What I want from github.com

I like github, it's probably the primary reason I use git. Here's what I'd like about it to change:


Add a forum/mailing-list. It should be like a simple web forum, but also work as a mailing list via email



When you fork or branch a github repository, you lose both the wiki and issue tracker. For this reason, I think the wiki and issue tracker should be stored in a _directory_ in github. For bonus points, they should be very readable in a plain-text format.
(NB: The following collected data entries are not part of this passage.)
PR #376, opened 2021-07-01
chore: update postman collection with more resources

Zambonilli:
Issue #, if available:

Description of changes:
Added a script to autogenerate the postman collection from the public FHIR postman collection and HL7 json examples. Updated the postman collection from a run of the script so we have more resources that are able to be ran from postman.

Checklist:

### DIFF
--- a/scripts/create-postman-collection.ts
+++ b/scripts/create-postman-collection.ts
@@ -1,0 +1,173 @@
+'use strict';
+import fs from 'fs';
+import _ from 'lodash';
+import path from 'path';
+
+/*
+    Script to help auto-generate our FWoA postman collection for testing.
+    Postman has a public collection for FHIR with most R4 resources here
+    https://www.postman.com/api-evangelist/workspace/fast-healthcare-interoperability-resources-fhir/overview
+    Examples from HL7 FHIR R4 downloads here
+    https://www.hl7.org/fhir/examples-json.zip
+
+    This script can take an export from the public FHIR collection, and 
+    merge it with our definitions in ../postman
+
+    `npx ts-node create-postman-collection.ts $your-public-collection-file $your-unziped-examples-dir $output-file`
+    EG: npx ts-node ./scripts/create-postman-collection.ts ~/Downloads/FHIR.postman_collection.json ~/Downloads/examples-json /tmp/FHIR.fwoa_postman_collection.json
+*/
+
+const updateRequests = (item:any, auth:any, resourceName:string, examplesDir: string)=> {
+    if (_.has(item, 'request')){
+
+        const hasResponse = _.has(item, 'response') && item.response.length > 0;
+
+        // add the auth
+        item.request.auth = _.cloneDeep(auth);
+
+        // add the x-api-key header
+        if (!_.has(item.request, 'header')){
+            item.request.header = [];
+        }
+        item.request.header.push({
+            key: "x-api-key",
+            value: "{{API_KEY}}",
+            type: "text"
+        });
+        if (hasResponse) {
+            if (_.has(item.response[0], 'header')){
+                item.response[0].header.push({
+                    key: "x-api-key",
+                    value: "{{API_KEY}}",
+                    type: "text"
+                });
+            }
+        }
+
+        // update to {{API_URL}} from {{baseUrl}}
+        item.request.url.raw = item.request.url.raw.replace("{{baseUrl}}", "{{API_URL}}");
+        item.request.url.host = [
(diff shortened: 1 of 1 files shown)


scripts/create-postman-collection.ts
```diff
@@ -0,0 +1,177 @@
...
+
+        // pluck out the auth from an existing route
+        const fwoaAuthItem = _.find(fwoaCollection.item, item => {
+            return _.has(item, 'request') && _.has(item.request, 'auth') && item.request.auth.type !== 'noauth';
+        });
+        console.log('found fwoa auth');
+        if (_.isUndefined(fwoaAuthItem)) {
+            console.log('fwoa postman collection does not have any requests defined');
+            process.exit(1);
+        }
```
rsmayda: I believe we want to log success after this check
```suggestion
        if (_.isUndefined(fwoaAuthItem)) {
            console.log('fwoa postman collection does not have any requests defined');
            process.exit(1);
        }
        console.log('found fwoa auth');
```

scripts/create-postman-collection.ts
```diff
@@ -0,0 +1,177 @@
...
+        console.log('parsing complete');
+
+        if (!_.has(fwoaCollection, 'item') || fwoaCollection.item.length === 0) {
+            console.log('fwoa postman collection does not have any items defined');
+            process.exit(1);
+        }
+
+        // pluck out the auth from an existing route
+        const fwoaAuthItem = _.find(fwoaCollection.item, item => {
+            return _.has(item, 'request') && _.has(item.request, 'auth') && item.request.auth.type !== 'noauth';
```
rsmayda: in TS you can use `?.` - so I think something like this would work: 
```suggestion
            return item?.request?.auth?.type !== 'noauth';
```

Called optional chaining: https://www.typescriptlang.org/docs/handbook/release-notes/typescript-3-7.html#optional-chaining

rsmayda: You could do this for any `_.has` calls

scripts/create-postman-collection.ts
```diff
@@ -0,0 +1,177 @@
...
+            });
+            if (_.isUndefined(fwoaItem)) {
+                // new item just add after updates
+                const newItem = _.cloneDeep(item);
+
+                updateRequests(newItem, auth, resourceName, examplesDir);
+
+                fwoaCollection.item.push(newItem);
+            } else {
+                // TODO: go recursive here
```
rsmayda: Just to understand - this would be how do you handle the situations when FWoA and your public source has a resource? perhaps update the comment to be clearer?

rsmayda (changes requested):
Thank you for making this contribution! I was able to upload the configuration and it looks really good.

Some minor changes to make. Could we not include the `examples` (see screenshot), IMO they are not adding any value? Looking at the json I believe that is the `"response"` field in the collection

image

Also I think we should "overwrite" the existing resources so they are all uniform (Patient, ...) and the only custom FWoA ones are Bundles and Metadata

scripts/create-postman-collection.ts
Zambonilli: woah, that's awesome thanks. I really need to break myself of lodash/underscore and start using the native js/ts options.

scripts/create-postman-collection.ts
Zambonilli: Yeah, this would be if both the public collection and fwoa collection have the same top level directory. I didn't want to overwrite the existing requests so there was a thought that we could add any public ones to the same directory. Looks like from upper feedback it's better to just use public + fwoa custom requests so for now they would be one in the same. I can update so if we want to add custom requests to a top level resource we merge public w/fwoa.

scripts/create-postman-collection.ts
Zambonilli: Updated to use public patient and binary request definitions. So, the only remaining definitions from the existing fwoa are bundle, export and metadata.

Updated the success print statement location.

scripts/create-postman-collection.ts
Zambonilli: Switched over to optional chaining, thanks again for the tip!

scripts/create-postman-collection.ts
Zambonilli: better comments left in the TODO here with hints on how to refactor and walk both the fwoa collection and public collection trees to do the merge.

Zambonilli:
Pushed updates for all the feedback provided. Have a great holiday weekend.

rsmayda (approved):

The wiki is lame, especially when you're using git. Instead of a wiki, it should html pages. You'd still keep the WYSIWYG interface (like blogger), but it should make a commit to the actual repository (ala google code) and the underlying stuff should be plain-old html (probably only allow a subset of it). Html has a bad rep, but it's completely undeserved (maybe a separate blog post on that) and has the huge advantage of I can actually view it locally. It's quite important (imho) to be on a per-branch basis.

Also the current website concept is very lame. And almost entirely because its in it's own (shared-nothing) branch (gh-pages), which makes it very difficult to locally look at the website (when I'm coding), as well to make it track my dev branches. This could be unified with the html-wiki somehow.

Monday, December 5, 2011

Git is Ghetto

My biggest complaints with git, is it's full of fanatics, fanboys and otherwise clueless people who pretend: 
   * They know how to use it. 
   * They're getting productivity boosts
   * It's awesome

I think most of these people actually believe what they say, and justify pretending to make themselves look smart/trendy.   I've known people who've started a conversation with how fantastic git is, and end up asking how branching works.

But for this blog, I'm going to focus on a more technical issue, merges. For those that don't know, merges are the bread and butter of a distributed version control system like git. Yet it's unjustifiably atrocious, even compared to Bazaar.

Edit: I was under the wrong impression that Mercurial was any better, but it appears not.

Here's my example to illustrate the ghettoness of git. Imagine I'm managing a simple software project. In the morning I wake up, and there's been two new (unrelated) fixes. Perhaps they need some some mild formatting changes, but otherwise they're both pretty good.


Here's what our situation looks like:
Ok. So, obviously I want to add Daniela's and Bob's changes to my official line. The traditional git workflow would be to merge them in:

 

 Ewwwwwwww! Our history is a mess. Any one who looks at this, has little idea what's going on. If you look at this, you have no ability to go "back" in the *official* history. Like, you have no way of knowing if 12cca34 or 12ce39 was ever at the HEAD of the repository at any point in time. Not very useful for HISTORY. This might not look so bad now, but let's see how terribly it scales. Here's a (very pretty) graphical representation of what this looks like in a more complex project, managed by none-other than the original author of git):



No one sane can say this is acceptable. Look at the time stamps to get even further confused. The history almost useless for everything other than forensic investigation.  Clearly merging with a way that loses a linearized branch state is unacceptable. Fortunately git is quite flexible, and we can work around the issue. Using rebase (or something like it) we can do this:

Ok. This is hot. Super nice history, and how I recommend people try keep their repositories, but it's not without drawbacks:

We've changed the sha's. The first changed, (maybe because we fixed some white space). And the second one changed because it's now based on a new parent commit.

This is (slightly) problematic for anyone with the "old" sha's, and needs to be manually resolved (normally via a hard reset). Furthermore, if I need to make changes to the commit (to either resolve conflicts, or to fix trivial issues) it will look as if the initial commiter did that as part of their commit. If during this process I introduce a bug, this is obviously very not nice. And worst, if it's not noticed for a while -- there's nothing that says "Here is the initial commit" and "Here is how I included it in". Knowing those two parts is very important for fixing a bad merge.


Also, this whole approach works rather poorly with commits that have been cryptographically signed (because when we rebase, we're actually changing the commit in one shape or another). Also, while I can deal with it -- I really don't like the idea of someone making changes to my commits (without me having reviewed it first) and attributing it to me  [Which reminds me of a ghetto idea called "Google Wave"]


So both have pretty steep draw backs, but here's what makes it the worst. Conceptually there's a very simple solution. Merges that preserve a linear history of the state of each branch!

e.g.






And this is how bazaar does it. Graphically this can be awesomely represented (a linear list of changes to a branch, and for any change you can drill-down and see how it was developed in a completely lossless fashion).


This leads me to my conclusion: git is ghetto, and anyone who tells you otherwise is either lying or linus (or both).